By using a combination of two cameras, one to identify individuals as they enter the designated area and the other to monitor the whole area, the artificial intelligence can keep track of an identified individual for as long as they remain within the field of view.  Both cameras are connected to the same processor so the first can pass the identity to the second, allowing the second to continue showing the identity of the individual even when their face is not visible to the camera.

In case you are concerned about privacy, be assured that nobody sees the feed from your camera unless an emergency is detected and not acknowledged locally.  Instead, the artificial intelligence identifies key points on the human body such as shoulders, elbows, wrists, hips, knees and ankles.  It uses the relative position of these key points to determine the pose of the body and has been trained to recognise poses that indicate danger. 

‘Supervised’ mode is designed for use when swimming is planned, with a responsible adult present.  It won’t bother you with constant alerts as people enter the area but the system will still raise the alarm if someone disappears underwater for longer than you have deemed acceptable. 

We strongly encourage use of a Pool Angel lanyard during such sessions so that there is no doubt over who has assumed responsibility for keeping watch over children in the pool.  Child drownings can happen even with multiple adults present if they all assume that someone else is paying attention.  Pool Angel offers you an added layer of protection; by comparing the number of people detected frame by frame, the artificial intelligence can spot when someone is missing and raise the alarm.    

Because the artificial intelligence can learn from experience it can learn to tell the difference between your pet and local wildlife that might encroach on your pool area.  This means that you can keep your pets safe without being disturbed by false alarms during the night when animals may encroach on your pool area; although you might be intrigued to view clips of your nocturnal visitors in the morning.  A short video clip is stored each time something is detected.

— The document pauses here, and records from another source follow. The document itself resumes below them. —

PR #4208, opened 2016-08-11
test to verify the default user on marathon is root

kensipe:
system integration test for confirming the default user is root on marathon for dcos-9039.

### DIFF
--- a/src/test/scala/mesosphere/marathon/integration/setup/SingleMarathonIntegrationTest.scala
+++ b/src/test/scala/mesosphere/marathon/integration/setup/SingleMarathonIntegrationTest.scala
@@ -9,8 +9,8 @@ import mesosphere.marathon.state.{ AppDefinition, Container, DockerVolume, PathI
 import org.apache.commons.io.FileUtils
 import org.apache.mesos.Protos
 import org.apache.zookeeper.ZooDefs.Perms
-import org.apache.zookeeper.data.{ ACL, Id }
 import org.apache.zookeeper._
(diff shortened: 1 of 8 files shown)


sschneid:
👍 

I wonder if functionality like `client.add_app()` and `client.remove_app()` should exist as methods in Shakedown, but that isn't a blocker for this PR obviously.  :)

adam-mesos:
So this only checks Marathon solo, not Marathon on DC/OS? Marathon has a `--mesos_user` flag for setting the default user, and it defaults to whatever user runs the Marathon scheduler.
But DC/OS has its own configuration for `--mesos_user` for Marathon/Metronome.. shouldn't we be testing in DC/OS instead?

kensipe:
@adam-mesos while the flags you mentioned are new to me, the integration tests here are shakedown and run against a running dcos env

adam-mesos:
Cool. Sorry, I guess I need to learn more about shakedown. How does it setup its config.yaml? Default? Does it test against open or enterprise or both?
This runs in the Marathon CI, every time a Marathon PR is submitted? But what about Metronome PRs or DCOS (or dcos-enterprise) PRs? Those could break this just as easily, and Marathon PRs wouldn't know until it's merged into dcos and tested here.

If an adult is detected in the pool area the system will alert you and prompt you to switch to ‘Supervised’ mode if you haven’t already done so.  This mode is designed for planned use of the pool and will suppress alerts to entry and exit from the pool area.  When the last adult leaves the area the system detects that too and prompts you to switch back to keeping watch over the empty pool.  An emergency alarm is raised if the departure of that adult leaves an unsupervised child in the pool area.

Although we refer to the boundary around a swimming pool, the camera can be used to keep watch over any boundary you designate. It can keep watch over a trampoline, climbing frame, the tool shed, any area that could present a danger to unsupervised children. By comparing what was present in a previous frame with what is currently in frame, the artificial intelligence can detect the arrival of something or someone new in the designated area.